24. SEVERABILITY   In the event any one or more of the provisions contained herein shall for any reason be held to be invalid, illegal or unenforceable in any respect, such invalidity, illegality or unenforceability shall not affect any other provision hereof and this Agreement shall be construed as if such invalid, illegal or unenforceable provision had never been contained herein.

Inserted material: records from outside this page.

PR #2069, opened 2020-10-02
some performance improvements to uncompressing registry data

KristofferC:
Takes the benchmark of

```jl
using TOML
using Pkg
using UUIDs
using Pkg.Operations: load_package_data, VersionSpec, load_versions

const ctx = Pkg.Types.Context()
function bench_load_package()
    reg = joinpath(homedir(), ".julia/registries/General/")
    d = TOML.parsefile(joinpath(reg, "Registry.toml"))
    for (uuid, pkg) in d["packages"]
        pkgpath = pkg["path"] #
        path = joinpath(reg, pkgpath)
        version_info = load_versions(ctx, path)
        versions = sort!(collect(keys(version_info)))
        deps_data = load_package_data(UUID, joinpath(path, "Deps.toml"), versions)
        compat_data = load_package_data(VersionSpec, joinpath(path, "Compat.toml"), versions)
    end
end
```

from 407 ms, 339 Mib, to 330 ms, 248 Mib. For `Pkg.add("DifferentialEquations")` the impact is around 10-13% improvement.,

### DIFF
--- a/src/versions.jl
+++ b/src/versions.jl
@@ -132,12 +132,16 @@ VersionRange(t::Integer...)                  = VersionRange(VersionBound(t...))
 VersionRange(v::VersionNumber)               = VersionRange(VersionBound(v))
 VersionRange(lo::VersionNumber, hi::VersionNumber) = VersionRange(VersionBound(lo), VersionBound(hi))
 
-
+# The vast majority of VersionRanges are in practice equal to "1"
+const VersionRange_1 = VersionRange(VersionBound("1"), VersionBound("1"))
 function VersionRange(s::AbstractString)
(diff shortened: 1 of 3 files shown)


src/versions.jl
```diff
@@ -251,12 +255,12 @@ end
 Base.intersect(a::VersionNumber, B::VersionSpec) = a in B ? VersionSpec(a) : empty_versionspec
 Base.intersect(A::VersionSpec, b::VersionNumber) = intersect(b, A)
 
-Base.union(A::VersionSpec, B::VersionSpec) = union!(copy(A), B)
-function Base.union!(A::VersionSpec, B::VersionSpec)
```
KristofferC, line 255: The point of this is to consider a `VersionSpec` immutable so that we can use multiple instances of the same `VersionSpec` and not have to create tens of thousands of `VersionSpec("1")` just in case it get mutated somewhere.

KristofferC:
I'll merge this because it is an improvement but some of this gets rewritten in #2072

PR #2070, opened 2020-10-02
Document that dev --local path is not allowed.

tpapp:
See [discussion](https://discourse.julialang.org/t/pkg-dev-local-some-path-doesnt-make-a-local-clone-in-dev/47316/).

Clarification on whether is just not implemented, or not allowed for some deeper reason, is welcome; then I will update the PR.

### DIFF
--- a/src/REPLMode/command_declarations.jl
+++ b/src/REPLMode/command_declarations.jl
@@ -156,12 +156,16 @@ PSA[:name => "develop",
     :description => "clone the full package repo locally for development",
     :help => md"""
     [dev|develop] [--shared|--local] pkg[=uuid] ...
+    [dev|develop] [--shared] path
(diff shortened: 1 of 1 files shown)


fredrikekre:
The same applies to `--global` so it should be
```
    [dev|develop] [--shared|--local] pkg[=uuid] ...
    [dev|develop] path
```

And from discourse:

> Is there a rationale for this, or just not implemented yet?

I think that it should not be supported. When you give dev a path it is because you want Pkg to point at that folder on your harddrive and this is a folder that you manage yourself. I don't think it would be appropriate for Pkg to copy that folder with `--local` for example since it can be in any state.

00vareladavid:
Merged in #2467

PR #2663, opened 2021-07-05
Only warn about a manifest being the old format once

IanButterworth:
This uses `maxlog = 1` and assigning all the manifest warnings the same `_id` to ensure the user only gets one warning per manifest file

Note that I'm setting the `_file` of the warning to the manifest file, so that the path at the bottom of the warning indicates the manifest path.
This is what the `@warn`'s in `check_warn_manifest_julia_version_compat` do already. Unfortunately setting `_line = 0` doesn't hide the line suffix.. that would be nice.

I'm activating my 1.6 env here because it's the old format.

Previously this would've warned twice

```julia
               _
  (_)     | (_) (_)    |
  | | | | | | |/ _` |  |
  | | |_| | | | (_| |  |  Version 1.8.0-DEV.123 (2021-07-02)
 _/ |\__'_|_|_|\__'_|  |  Commit 5584620db8 (2 days old master)
|__/                   |

julia> import Pkg

(Pkg) pkg> activate @v1.6
  Activating project at `~/.julia/environments/v1.6`

julia> using CSV
 │ Package CSV not found, but a package named CSV is available from a registry. 
 │ Install package?
 │   (@v1.6) pkg> add CSV 
 └ (y/n) [y]: 
   Resolving package versions...
┌ Warning: The active manifest file has an old format that does not record the julia version. The dependencies
│ resolved in this manifest may be incompatible with the current julia version.
│ To update to the new format run `Pkg.upgrade_manifest()` which will upgrade the format without re-resolving.
└ @ ~/.julia/environments/v1.6/Manifest.toml:0
    Updating `~/.julia/environments/v1.6/Project.toml`
  [336ed68f] + CSV v0.8.5
    Updating `~/.julia/environments/v1.6/Manifest.toml`
  [336ed68f] + CSV v0.8.5
  [9a962f9c] + DataAPI v1.7.0
  [e2d170a0] + DataValueInterfaces v1.0.0
  [e2ba6199] ↑ ExprTools v0.1.3 ⇒ v0.1.4
  [82899510] + IteratorInterfaceExtensions v1.0.0
  [2dfb63ee] + PooledArrays v1.2.1
  [91c51154] + SentinelArrays v1.3.3
  [3783bdb8] + TableTraits v1.0.1
  [bd369af6] + Tables v1.4.4
  [9fa8497b] + Future
  [8dfed614] + Test

julia> 


```

### DIFF
--- a/src/manifest.jl
+++ b/src/manifest.jl
@@ -284,8 +284,9 @@ function write_manifest(env::EnvCache)
 end
 function write_manifest(manifest::Manifest, manifest_file::AbstractString)
     if manifest.manifest_format.major == 1
-        @warn """The active manifest file at `$(manifest_file)` has an old format that is being maintained.
-            To update to the new format run `Pkg.upgrade_manifest()` which will upgrade the format without re-resolving.""" maxlog = 1 _id = Symbol(manifest_file)
+        @warn """The active manifest file has an old format that does not record the julia version. The dependencies
+            resolved in this manifest may be incompatible with the current julia version.
+            To update to the new format run `Pkg.upgrade_manifest()` which will upgrade the format without re-resolving.""" maxlog = 1 _id = Symbol(manifest_file) _file = manifest_file _line = 0 _module = nothing
     end
     return write_manifest(destructure(manifest), manifest_file)
 end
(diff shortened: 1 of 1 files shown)


IanButterworth:
Maybe the guidance should be different here though..
```
To update to the new format run `Pkg.upgrade_manifest()` which will upgrade the format without re-resolving.
```
That would put the user into a state where they have the new manifest format, but the `julia_version` would still be missing, as a re-resolve hasn't happened.

Perhaps
```
To update to the new format run `Pkg.upgrade_manifest()` which will upgrade the format, then re-resolve with `Pkg.resolve()`.
```

src/manifest.jl
```diff
@@ -284,8 +284,9 @@ function write_manifest(env::EnvCache)
 end
 function write_manifest(manifest::Manifest, manifest_file::AbstractString)
     if manifest.manifest_format.major == 1
-        @warn """The active manifest file at `$(manifest_file)` has an old format that is being maintained.
-            To update to the new format run `Pkg.upgrade_manifest()` which will upgrade the format without re-resolving.""" maxlog = 1 _id = Symbol(manifest_file)
+        @warn """The active manifest file has an old format that does not record the julia version. The dependencies
```
IanButterworth, line 287: Perhaps allow an override?
```suggestion
        do_warn = tryparse(Int, get(ENV, "JULIA_PKG_OLD_MANIFEST_WARN", "0")) == 1
        do_warn && @warn """The active manifest file has an old format that does not record the julia version. The dependencies
```

IanButterworth:
Bump @KristofferC

IanButterworth:
Evidently this isn't a pain point so closing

25. RIGHTS OF THIRD PARTIES   Nothing in the Contract or in this Agreement confers or purports to confer on any third party any right to enforce any term hereof or of the Contract. Notwithstanding the foregoing, any affiliate of Owner receiving the benefits of Services provided by Contractor, directly or indirectly, shall be a third party beneficiary entitling such affiliate to all warranties and indemnities as if the affiliate were Owner as well as all other rights normally provided to a third party beneficiary. For the purposes of this Section 25, "affiliate" shall mean any entity, which, directly or indirectly, controls, is controlled by, or is under common control with Owner or Contractor, where control shall mean the possession, directly or indirectly, of the power to direct or cause the direction of, the management or policies of a legal entity, whether through the ownership directly or indirectly of at least fifty (50) percent of the shares or voting rights, the ability to appoint a majority of the directors of such legal entity, by contract, law or otherwise. This provision shall survive any termination, expiration or cancellation of the Contract.

26. HEADINGS   Section headings are for convenience only and shall have no legal or interpretive effect.